Whether to use type isize or i32, fsize or f64, usize or u32

This is a request for clarification. As I've been working through the Rust book and other learning resources, sometimes I see, for instance, isize used and sometimes I see i32, or something else more specific. I like the idea of using isize so I've been using it quite a bit, but sometimes it throws an error when I don't expect it. In my mind I'm wondering why we even bother with i32 or f64 or u32 when the more generic isize, fsize, and usize are available. Can someone clarify how all this fits together? Thanks.

1 Like

i32, f64, etc. are a fixed size, but the isize and usize can be different sizes depending on the target machine and OS

Because program which doesn't ever talk to the outside world is not very interesting, ultimately.

fsize doesn't exist. You use isize or usize when you don't deal with externally defined APIs or file formats.

Most of the time f64 is good, but something you need to do a lot of calculations and then f64 is just slow. Same with integer sizes.

But 90% of time (maybe even 99%) you used You use i8/u8/etc simply because some externally-defined APIs use these types.

1 Like

Ok, so let's see if I've got this straight. isize and usize are fine unless my program is talking to the outside world, so my choice of, say, i32 would be because the data I'm pulling in is of i32 type. Is that what you're saying?

90% of time. You may also need it to make your program a bit faster, but that's much less often.

Most of the time something externally-imposed determines your choice.

E.g. Unicode defines char as something between 0 and 1048575.

That's too much to fit into i16 or u16 thus char uses 4 bytes (means you can convert it to u32 or, usually, into usize, but not into i16 or u16).

It depends on what you're doing and the hardware you're using.

  • You have to use usize to index arrays.
  • If you know overflow cannot occur, 32-bit integers are usually preferable to 64-bit integers. They generate slightly smaller code on x86 and take up half as much memory.
  • It's easier to reason about signed arithmetic. Unsigned arithmetic has some weird pitfalls.
  • Unsigned types are usually better when you need to work with the underlying bits (e.g. if you're working with a bitstream, [u64] is probably your best bet).
  • Floating point types (f64 and f32) are for representing real numbers, typically not integers, but you can exactly represent integers up to 53 bits in an f64. If you are writing algorithms with floating point numbers you have to make a choice about speed vs accuracy.
4 Likes

So, am I right that using isize and usize as much as possible will make my code more portable to other OS's? (Using Linux right now.) I figure that the less specific my code is (as in i32 being more specific than isize), the easier it will be to port to, say Windows. Is that a good way to think about it?

Well, if you have a huge amount of data then you might want to use the smaller sizes to save on memory and or disk storage space, assuming your data number ranges fit the type.

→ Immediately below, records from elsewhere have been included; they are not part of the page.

PR #747, opened 2024-01-02
`gw-advanced-merge-tags.php`: Fixed an compatibility issue with `order_summary` merge tag modifiers.

saifsultanc:
## Context

⛑️ Ticket(s): https://secure.helpscout.net/conversation/2463972101/59316?folderId=3808239

## Summary

The `order_summary:my_custom_template` doesn't work when the snippet `GW_Advanced_Merge_Tags` is activated.

The `GW_Advanced_Merge_Tags` snippet just needs to ensure its `gform_replace_merge_tags` logic doesn't happen too soon. The `gform_replace_merge_tags` happens at '10' (order summary and others), we make sure the advanced merge tags merge tag replacement happens later - say '12'.

**BEFORE:**
Screenshot 2024-01-02 at 8 43 58 AM

**AFTER:**
Screenshot 2024-01-02 at 8 43 42 AM

### DIFF
--- a/gravity-forms/gw-advanced-merge-tags.php
+++ b/gravity-forms/gw-advanced-merge-tags.php
@@ -78,7 +78,7 @@ class GW_Advanced_Merge_Tags {
 		add_action( 'gform_pre_render', array( $this, 'support_dynamic_population_merge_tags' ) );
 
 		add_action( 'gform_merge_tag_filter', array( $this, 'support_html_field_merge_tags' ), 10, 4 );
-		add_action( 'gform_replace_merge_tags', array( $this, 'replace_merge_tags' ), 10, 3 );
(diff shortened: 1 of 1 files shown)


claygriffiths (approved):
Ideally, some info on why `replace_merge_tags` is messing this up would be ideal, but since this snippet isn't wildly popular like All Fields Template, I think this is fine for now.

saifsultanc:
> Ideally, some info on why `replace_merge_tags` is messing this up would be ideal, but since this snippet isn't wildly popular like All Fields Template, I think this is fine for now.

Updated PR details. The `gform_replace_merge_tags` default logic at priority 10 is getting overridden which is deferred with the addition of priority 12 here.

PR #749, opened 2024-01-06
`gpnf-map-child-entries-to-acf-repeater-field.php`: Fixed an issue with nested form field data not displaying on ACF field.

saifsultanc:
## Context

⛑️ Ticket(s): https://secure.helpscout.net/conversation/2438225719/58343?folderId=7098280

## Summary

When the parent form is submitted, a post is created with the Advanced Post Creation add-on. The Nested Form entries should be linked to the targetted repeater field in the created post, but they don't work. This is down to the asynchronous behavior of Gravity Forms Advanced Post Creation Add-on v1.4.0 ([changelog](https://docs.gravityforms.com/advanced-post-creation-change-log/)). Disabling async does resolve the issue.

Also, the snippet is converted to a class-based snippet for easy management by the end user.

### DIFF
--- a/gp-nested-forms/gpnf-map-child-entries-to-acf-repeater-field.php
+++ b/gp-nested-forms/gpnf-map-child-entries-to-acf-repeater-field.php
@@ -5,7 +5,10 @@
  */
 
 class GPNF_Map_Child_Entries_To_ACF_Repeater {
-	function __construct( $args ) {
+
+	private $args;
+
+	public function __construct( $args ) {
 		$this->_args = wp_parse_args( $args, array(
 			'form_id'                 => false,
 			'nested_form_field_id'   => false,
--- a/gp-nested-forms/gpnf-map-child-entries-to-acf-repeater-field.php
+++ b/gp-nested-forms/gpnf-map-child-entries-to-acf-repeater-field.php
@@ -47,7 +47,7 @@ class GPNF_Map_Child_Entries_To_ACF_Repeater {
 	'form_id'                  => 7, // Set this to the parent form ID
 	'nested_form_field_id'     => 18, // Update to the ID of the Nested Form field.
 	'field_map'                => array(
-		'nom_comedien'         => 1,
+		'num_comedien'         => 1,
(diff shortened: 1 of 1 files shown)


spivurno:
@saifsultanc Rather than disabling async I'd explore the [gform_advancedpostcreation_post_after_creation](https://docs.gravityforms.com/gform_advancedpostcreation_post_after_creation/) filter instead. If we want to preserve compat for posts generated via Post fields, there's [https://docs.gravityforms.com/gform_after_create_post/](https://docs.gravityforms.com/gform_after_create_post/) for that scenario.

saifsultanc:
> @saifsultanc Rather than disabling async I'd explore the [gform_advancedpostcreation_post_after_creation](https://docs.gravityforms.com/gform_advancedpostcreation_post_after_creation/) filter instead. If we want to preserve compat for posts generated via Post fields, there's [gform_after_create_post](https://docs.gravityforms.com/gform_after_create_post/) for that scenario.

@spivurno Thanks for pointing out those hooks!

gp-nested-forms/gpnf-map-child-entries-to-acf-repeater-field.php
```diff
@@ -3,36 +3,53 @@
...
-		update_field( $acf_repeater_field_name, $repeat_value, $post_id );
 	}
+ }
 
-}
+ new GPNF_Map_Child_Entries_To_ACF_Repeater( array(
+	'form_id'                  => 7, // Set this to the parent form ID
+	'nested_form_field_id'     => 18, // Update to the ID of the Nested Form field.
+	'field_map'                => array(
+		'nom_comedien'         => 1,
```
claygriffiths, line 50:
```suggestion
		'nom_comedian'         => 1,
```

Not a blocker, but figured I'd point out this typo. It's in a few spots.

Should this also be `num` instead of `nom`? I just want to make sure this example makes sense.

claygriffiths (approved):
Looks good! Can you clean-up the usage before merging? There are some typos.

PR #751, opened 2024-01-09
`gw-all-fields-template.php`: Fixed a fatal error with the snippet and Nested Forms.

saifsultanc:
## Context

⛑️ Ticket(s): https://secure.helpscout.net/conversation/2460908266/59240?folderId=3808239

## Summary

The All Fields Template is causing a fatal error:
`Warning: Undefined variable $input_ids in /.../gw-all-fields-template/gw-all-fields-template.php on line 201`

The issue is down to the `$input_ids` only getting initialized in the preceding else block (and not the if). This leads to potential scenarios of tapping in on that value/variable even though it does not exist.

**BEFORE:**
Screenshot 2024-01-09 at 9 27 11 AM

**AFTER:**
Screenshot 2024-01-09 at 9 26 38 AM

### DIFF
--- a/gravity-forms/gw-all-fields-template.php
+++ b/gravity-forms/gw-all-fields-template.php
@@ -8,7 +8,7 @@
  * Plugin URI:   https://gravitywiz.com/gravity-forms-all-fields-template/
  * Description:  Modify the {all_fields} merge tag output via a template file.
  * Author:       Gravity Wiz
- * Version:      0.10
+ * Version:      0.11
  * Author URI:   http://gravitywiz.com
  *
  * Usage:
--- a/gravity-forms/gw-all-fields-template.php
+++ b/gravity-forms/gw-all-fields-template.php
@@ -175,6 +175,7 @@ class GW_All_Fields_Template {
 			 */
 			if ( $context == 'nested' ) {
 
+				$input_ids = array();
 				$nested_form_field_id = rgar( $modifiers, 'parent', false );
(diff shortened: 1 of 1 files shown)


gravity-forms/gw-all-fields-template.php
```diff
@@ -175,6 +175,7 @@ public function all_fields_extra_options( $value, $merge_tag, $modifiers, $field
 			 */
 			if ( $context == 'nested' ) {
 
+				$input_ids = array();
```
claygriffiths, line 178: Is the customer trying to get an input from the Nested Form? It seems like if this is the logic they're hitting we need to account for it in the foreach.

claygriffiths (commented):
See below

gravity-forms/gw-all-fields-template.php
claygriffiths: Disregard, I see that they're not using input IDs for now. It would be a nice improvement at some point.

claygriffiths (approved):
LGTM. Amend this last commit and increment the version here before merging: https://github.com/gravitywiz/snippet-library/blob/21ccea5cca0c94a6030d26566740dbc168a522f1/gravity-forms/gw-all-fields-template.php#L11C1-L11C1

saifsultanc:
@claygriffiths Ready to merge it. But the PHPCS issue pointing to a file that hasn't been touched on this PR.

PR #752, opened 2024-01-11
`gpadvs-enable-add-new-option.php`: Fixed an issue where adding a new option may result in failed validation during form submission.

saifsultanc:
## Context

⛑️ Ticket(s): https://secure.helpscout.net/conversation/2473904075/59646?folderId=3808239

## Summary

The [GPADVS Enable "Add New" Option](https://github.com/gravitywiz/snippet-library/blob/master/gp-advanced-select/gpadvs-enable-add-new-option.php) snippet is causing a validation error when GPPA is not enabled on a dropdown field.

We add logic for `gform_validation` to ensure we do not erroneously 'fail' for advanced select fields in these scenarios.

**BEFORE:**
https://www.loom.com/share/46e1cfeae5314b0fbc476b79bb4bdc5f

**AFTER:**
https://www.loom.com/share/39da118bd3d544e0a8d1a53d36ca1311


gp-advanced-select/gpadvs-enable-add-new-option.php
```diff
@@ -37,6 +37,7 @@ public function init() {
 
 		add_filter( 'gform_pre_render', array( $this, 'allow_created_choices_in_save_and_continue' ), 10, 3 );
 
+		add_filter( 'gform_validation', array( $this, 'validate' ) );
```
spivurno, line 40: Gravity Forms is strongly favoring the [gform_field_validation](https://docs.gravityforms.com/gform_field_validation/) filter these days. Let's roll with that one. It will simplify the `validate()` function as well.

saifsultanc: @spivurno Oh.. Okay. Will make the changes. Thanks for pointing that out :)

claygriffiths: This probably has to do with state validation. You can prevent state validation by setting `validateState` on the field to `false` during `gform_pre_render`.

We already do this some in GP Advanced Select when lazy-loading with GPPA: https://github.com/gravitywiz/gp-advanced-select/blob/34dc8d067dde0d5797979e004f97c9ba2cbc3fb7/class-gp-advanced-select.php#L388-L396

gp-advanced-select/gpadvs-enable-add-new-option.php
```diff
@@ -155,6 +160,15 @@ public function allow_created_choices_in_save_and_continue( $form, $ajax, $field
 		return $form;
 	}
 
+	public function disable_state_validation_for_advanced_select_field( $form ) {
+		foreach ( $form['fields'] as &$field ) {
```
claygriffiths, line 164: I'd add a check at the top of the method for `is_applicable_form`.

gp-advanced-select/gpadvs-enable-add-new-option.php
```diff
@@ -155,6 +160,15 @@ public function allow_created_choices_in_save_and_continue( $form, $ajax, $field
...
+			if ( $field->id == $this->_args['field_id'] ) {
```
claygriffiths, line 165: I think this logic is a bit too naïve as it won't work if you enable it for a form globally.

It might be time to move the following into an `is_applicable_field` method:

```
if ( ! gp_advanced_select()->is_advanced_select_field( $field ) ) {
    continue;
}

// Check if this instance is targeting all Advanced Select fields or a specific field.
if ( ! empty( $this->_args['field_id'] ) && $this->_args['field_id'] != $field->id ) {
    continue;
}
```

Source: https://github.com/gravitywiz/snippet-library/blob/4a6204341ee37244ad8fe6329c137afa564f8283/gp-advanced-select/gpadvs-enable-add-new-option.php#L128-L135

saifsultanc: @claygriffiths  Thanks for pointing out the mistake of tapping the form globally. I have updated as per your suggestions, also refactored to have a new method `is_applicable_field`

PR #755, opened 2024-01-16
`gw-first-error-focus.php`: Removed behavior to scroll to the top of the form if there is no error unless it's a multi-page form.

saifsultanc:
## Context

⛑️ Ticket(s): https://secure.helpscout.net/conversation/2479112475/59893?folderId=3808239
https://secure.helpscout.net/conversation/2482109891/60004?folderId=3808239

## Summary

The snippet takes the page to the `gform_wrapper` div on page load (i.e. when there are no rendered errors). The logic to scroll to `gform_wrapper` when there are no errors is the one that is causing the issues: `window.scrollTo(0, $('.gform_wrapper').offset().top);`

**Part - 1:**
https://www.loom.com/share/2a52775855d9413190f361d133a5e504
**Part - 2:**
https://www.loom.com/share/0aae06dc58374e3f86e6ff3cecbdbdd5

### DIFF
--- a/gravity-forms/gw-first-error-focus.php
+++ b/gravity-forms/gw-first-error-focus.php
@@ -35,7 +35,7 @@ function gw_first_error_focus_script() {
 
 					if (!hasError) {
 						requestAnimationFrame(function() {
-							window.scrollTo(0, $('.gform_wrapper').offset().top);
+							window.scrollTo(0, 0);
 						});
 					}
 				});
--- a/gravity-forms/gw-first-error-focus.php
+++ b/gravity-forms/gw-first-error-focus.php
@@ -31,11 +31,16 @@ function gw_first_error_focus_script() {
 					// We need to reset our flag so that we can still do our focus action when the form conditional logic
 					// has been re-evaluated.
 					window['gwfef'] = false;
+					var y = 0;
+					// For a multiple page form after page 1, we need to render on the gform wrapper
+					if ($('.gf_step_current_page') && $('.gf_step_current_page').text() > 1) {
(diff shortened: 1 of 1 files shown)


gravity-forms/gw-first-error-focus.php
```diff
@@ -31,11 +31,16 @@ function gw_first_error_focus_script() {
 					// We need to reset our flag so that we can still do our focus action when the form conditional logic
 					// has been re-evaluated.
 					window['gwfef'] = false;
+					var y = 0;
+					// For a multiple page form after page 1, we need to render on the gform wrapper
+					if ($('.gf_step_current_page') && $('.gf_step_current_page').text() > 1) {
+						y = $('.gform_wrapper').offset().top;
+					}
 					var hasError = gwFirstErrorFocus().length;
```
claygriffiths, line 39: I'd create a new variable below `hasError` named `onSubsequentPage` or something like that...

`var onSubsequentPage = $('.gf_step_current_page') && $('.gf_step_current_page').text() > 1;`

Then, change `if (!hasError) {` to `if (!hasError && onSubsequentPage) {`

All other modifications aren't needed, I don't think.

The one caveat with this is if they navigate from the second page to the first, it won't work, but I can't think of a quick way to handle that.

claygriffiths:
Related PR: https://github.com/gravitywiz/snippet-library/pull/477

I added notes here: https://github.com/gravitywiz/snippet-library/pull/477#issuecomment-1898814854

claygriffiths (approved):
LGTM.

Squash & Merge with the updated PR title

PR #756, opened 2024-01-17
`gw-export-multi-input-fields-single-colum.php`: Fixed a compatibility issue with GP Google Sheets.

saifsultanc:
## Context
⛑️ Ticket(s): https://secure.helpscout.net/conversation/2471019694/59531?folderId=3808239

## Summary

Checkbox fields are not sent to Google Sheets when Gravity Forms - Export Multi-input Fields in Single Column plugin is active.

The proposed solution in this PR is to skip the `gform_export_fields` hook's processing when the trigger is `GP Google Sheets`, by checking on the `$_POST` object.

### DIFF
--- a/gravity-forms/gw-export-multi-input-fields-single-colum.php
+++ b/gravity-forms/gw-export-multi-input-fields-single-colum.php
@@ -10,15 +10,10 @@
  * Plugin URI: http://gravitywiz.com/how-do-i-export-multi-input-fields-in-a-single-column-with-gravity-forms/
  * Description: Export multi-input Gravity Forms fields as a single column.
  * Author: David Smith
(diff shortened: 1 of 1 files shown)


claygriffiths:
For whatever reason, I was unable to reproduce this when trying to recreate the issue in my development site. I was able to recreate it using the backup, however.

I noticed that there is a better hook to use (`gform_form_export_page`), so I switched to that to avoid the need for the conditional.

GPGS is using `gform_form_export_page` when inserting rows, so I've created the following PR which removes that call: https://github.com/gravitywiz/gp-google-sheets/pull/94

Between these two PRs, the issue is resolved for me in the backup used to recreate the issue.

PR #757, opened 2024-01-17
`gppa-acf-repeater-mapper.php`: Fixed an issue with regular expression.

saifsultanc:
## Context

⛑️ Ticket(s): https://secure.helpscout.net/conversation/2470092230/59496?folderId=3808239

## Summary

A limitation with the [ACF Repeater Mapper snippet](https://github.com/gravitywiz/snippet-library/blob/master/gp-populate-anything/gppa-acf-repeater-mapper.php) if the repeater field has a number attached to the name.

So, if we processed for `$key` as `meta_test_repeater_1_0_name`. This will give us:

`$repeater` as `test_repeater`
`$index` as `1`
`$subfield` as `0_name`

This is because of the additional 1 attached to the name. The `$repeater` is actually `test_repeater_1`, `$index` is `0`, and `$subfield` is `name`.


claygriffiths (approved):
This regex LGTM!

CleanShot 2024-01-17 at 10 01 22

PR #759, opened 2024-01-18
`gw-field-to-field-conditional-logic.php`: Fixed an issue with number formatting.

saifsultanc:
## Context

⛑️ Ticket(s): https://secure.helpscout.net/conversation/2477359501/59822?folderId=3808239

## Summary

The snippet above doesn't work if the result of a calculation field used for the conditional logic check is in the thousands.

The issue is with comparing numeric values that are comma formatted.

**BEFORE:** ('Show This' did not hide even if the values 1000 and 1,000 are numerically equal.)
Screenshot 2024-01-18 at 12 32 12 PM

**AFTER:**
Screenshot 2024-01-18 at 12 31 49 PM

### DIFF
--- a/gravity-forms/gw-field-to-field-conditional-logic.php
+++ b/gravity-forms/gw-field-to-field-conditional-logic.php
@@ -138,9 +138,22 @@ class GF_Field_To_Field_Conditional_Logic {
 							}
 
 							rule.value = GFMergeTag.getMergeTagValue( formId, mergeTags[0][1], mergeTags[0][3] );
+							rule.value = convertIfNumberWithCommas( rule.value );
 
 							return rule;
 						} );
+
+						function convertIfNumberWithCommas( str ) {
+							// Regex to check if the string is a number with commas.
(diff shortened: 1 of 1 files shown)


gravity-forms/gw-field-to-field-conditional-logic.php
```diff
@@ -138,10 +138,23 @@ public function output_script() {
 							}
 
 							rule.value = GFMergeTag.getMergeTagValue( formId, mergeTags[0][1], mergeTags[0][3] );
+							rule.value = convertIfNumberWithCommas( rule.value );
```
claygriffiths, line 141: Here's how GF does this, I'd lean that direction:

```js
var fieldNumberFormat = gf_get_field_number_format( rule.fieldId, formId, 'value' );

if( fieldNumberFormat ) {
    fieldValue = gf_format_number( fieldValue, fieldNumberFormat );
}
```

claygriffiths (approved):
LGTM!

PR #1236, opened 2026-02-18
`gpeb-edit-entry-by-unique-id.php`: Added new snippet to allow unauthenticated entry editing via GP Unique ID as access token.

SebastianWiz:
## Context

⛑️ Ticket(s): https://secure.helpscout.net/conversation/3231888116/98034?viewId=3808239

## Summary

This PR adds a new snippet that allows non-logged-in users to edit entries using a GP Unique ID as an access token. Instead of using the numeric entry ID in the URL, the unique ID identifies the entry and grants edit access, so only someone with the correct unique ID link can edit that entry.

### DIFF
--- a/gp-entry-blocks/gpeb-edit-entry-by-unique-id.php
+++ b/gp-entry-blocks/gpeb-edit-entry-by-unique-id.php
@@ -1,0 +1,201 @@
+<?php
+/**
+ * Gravity Perks // Entry Blocks // Edit Entry by GP Unique ID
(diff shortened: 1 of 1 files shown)


saifsultanc (changes requested):
One smoll Comment and can we add a loom instructions to the snippet header?

saifsultanc:
@SebastianWiz Bump on this one!

Can you please get this cleaned up, and re-tested on GF3.x, and update (if necessary). This is a good one to add to the SL! 🥇

PR #1263, opened 2026-04-07
`gpp-pass-trigger-data-attributes-to-popup-form.php`: Added new snippet for passing trigger data attributes to popup form.

SebastianWiz:
## Context

⛑️ Ticket(s): https://secure.helpscout.net/conversation/3281164510/100352?viewId=3808239

## Summary

**Note: this snippet is in draft until https://github.com/gravitywiz/gp-popups/pull/17 is merged.**

This PR adds a new snippet to pass data-* attributes from popup trigger elements into the popup form via dynamic population. 

Useful when you have multiple triggers pointing to the same popup but need to pass different values depending on which trigger was clicked (e.g. a product ID, event ID, etc).

The snippet captures data-* attributes from the clicked trigger during the capture phase, then injects them as query params on the popup iframe URL using the `gpp_popup_config` filter.

### DIFF
--- a/gp-popups/gpp-pass-trigger-data-attributes-to-popup-form.php
+++ b/gp-popups/gpp-pass-trigger-data-attributes-to-popup-form.php
@@ -1,0 +1,127 @@
+<?php
+/**
+ * Gravity Perks // Popups // Pass Trigger Data Attributes to Popup Form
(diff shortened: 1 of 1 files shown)


SebastianWiz:
Snippet now ready for review since https://github.com/gravitywiz/gp-popups/pull/17 has been merged 👍

PR #1267, opened 2026-04-15
`gpld-exclude-blocked-dates-from-modifiers.php`: Fixed an issue where the minimum date overshot by one day when the reference date fell on a blocked day.

SebastianWiz:
## Context

⛑️ Ticket(s): https://secure.helpscout.net/conversation/3285849749/100533?viewId=3808239

## Summary

**Issue**: When the reference date fell on a blocked day, the minimum date would overshoot by one working day. This happened because the blocked-date counting loop includes the base date, but in this case the base isn't part of the modifier range, so a blocked base gets counted when it shouldn't be.

**Fix**: Subtract the extra count when the base date is blocked. Applied to both PHP and JS.


saifsultanc (approved):
LGTM!

PR #1269, opened 2026-04-15
`gpld-us-federal-holidays.php`: Added new snippet for adding US federal holidays as exceptions.

SebastianWiz:
## Context

⛑️ Ticket(s): https://secure.helpscout.net/conversation/3289096722/100633?viewId=3808239

## Summary

This PR standardizes Clifford's US Federal Holidays [snippet](https://gist.github.com/cliffordp/38892bbfe30702d4623c9c13e17a1b09) for the snippet library. Adds a credit link in the header, aligns class/method naming and formatting with our conventions, and restructures the constructor to use `wp_parse_args` with an `init` hook for filter registration.

### DIFF
--- a/gp-limit-dates/gpld-us-federal-holidays.php
+++ b/gp-limit-dates/gpld-us-federal-holidays.php
@@ -6,20 +6,20 @@
  * Add US federal holidays as exceptions to your GP Limit Dates fields. Supports fixed-date holidays (e.g.
  * Independence Day) and floating holidays (e.g. Thanksgiving, Memorial Day). Fixed holidays that fall on a
  * Saturday or Sunday are automatically shifted to the observed weekday (Saturday to Friday, Sunday to Monday).
- * 
+ *
  * Credit: Clifford (https://github.com/cliffordp)
  *
  * Instructions:
- * 
+ *
  * 1. Install this snippet by following the steps here:
  *    https://gravitywiz.com/documentation/how-do-i-install-a-snippet/
- * 
+ *
  * 2. Update the "targets" configuration at the bottom of this file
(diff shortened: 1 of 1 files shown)


gp-limit-dates/gpld-us-federal-holidays.php
```diff
@@ -0,0 +1,116 @@
...
+		return $holidays;
+	}
+
+}
+
+# Configuration
+
+new GPLD_US_Federal_Holidays( array(
+	'targets'           => array(
+		'123_4', // Form ID 123, Field ID 4
```
spivurno:
```suggestion
		123 => 4, // Form ID 123, Field ID 4
```

Typically, we'd do something like this. Any objections?

spivurno (changes requested):

gp-limit-dates/gpld-us-federal-holidays.php
SebastianWiz: @spivurno Ah yeah, you're right! Updated the snippet to use our more common pattern:

```
new GPLD_US_Federal_Holidays( array(
    'form_id'           => 123,
    'field_ids'         => array( 4, 5 ),
    'years_to_generate' => 20,
) );
```

spivurno: I dig it. Two last minute improvements:

1. If no `field_ids` are passed, apply to all fields for the specified form.
2. If no `form_id` is passed, apply to all fields on all forms.

SebastianWiz: @spivurno Good call! Updated

spivurno (approved):

PR #1272, opened 2026-04-20
`gpadvs-auto-select-on-match.js`: Fixed issue where auto select did not trigger when choices loaded after the user finished typing.

SebastianWiz:
## Context

⛑️ Ticket(s): https://secure.helpscout.net/conversation/3294610193/100872?viewId=3808239

## Summary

So i8, u8, i16, u16 can be your friends.

Even if memory spaces is not an issue I suspect more cache friendly code can be produced if more data fits in the caches. So smaller types might be appropriate for performance critical code.

Given that isize and usize can change their width depending on platform it seems to me that for maximum predictability when changing platforms on should use specific sizes rather than usize.

My tendency is to use the largest size possible unless there is a specific reason to use something smaller, as above. I'm keen on using unsigned types for things I really don't want to be negative.

I would say it's good way to think about it for a novice.

The reasons to use i8 or u16 do exist (and you may read about them in answers here) but 90% of time isize/usize are “good enough”.

So go with isize/usize for now and return to that question after year or two.

All these things about caches, memory consumption and many other things may be important, even such exotics things as f16 (present in modern CPUs but not yet in Rust) can be useful.

But… later. Learn to write robust, stable code first… then you may start to think about squeezing efficiency from it.

Thanks, guys. That has really helped me get a better idea of how to use number types in Rust. Appreciate your responses.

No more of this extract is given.